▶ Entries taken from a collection
++++++++++++++++++++

PR #211, opened 2019-10-23
More options on data upload form

griffin-h:
Uploading reduced data products currently requires that they be in a very specific format, which is not standard across different facilities. I added some more options to the data upload form that allows the user more flexibility in the file format. All these formats are already available in Astropy, so it was mostly a matter of piping them through to the form. This certainly doesn't cover all possible formats, but it's an improvement over having to reformat every file I want to upload to match the TOM Toolkit format.

All plain text files:
 - table format
 - time format
 - where to find the time (column header or header keyword)

Photometry:
 - column headers for magnitude, error, and filter

Spectroscopy:
 - manually input date-obs
 - column headers for wavelength and flux (for plain text files)

Ideally, it would be nice to dynamically update the form fields based on the type of data being uploaded (tag), but I don't know how to do this.

This may also make the "FITS facility" framework obsolete, but I left that alone in case it's needed for something else.

### DIFF
--- a/tom_dataproducts/data_processor.py
+++ b/tom_dataproducts/data_processor.py
@@ -28,7 +28,7 @@ mimetypes.add_type('application/fits', '.fits')
 mimetypes.add_type('application/fits', '.fz')
 
 
-def run_data_processor(dp):
+def run_data_processor(dp, form_data):
     try:
         processor_class = settings.DATA_PROCESSOR_CLASS
     except Exception:
@@ -43,7 +43,7 @@ def run_data_processor(dp):
     data_processor = clazz()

++++++++++++++++++++

▶ TASK BRIEF
Please filter the data down to the lines containing the word "files".

▶ RESPONSE FOR THIS EXERCISE
All plain text files:
 - column headers for wavelength and flux (for plain text files)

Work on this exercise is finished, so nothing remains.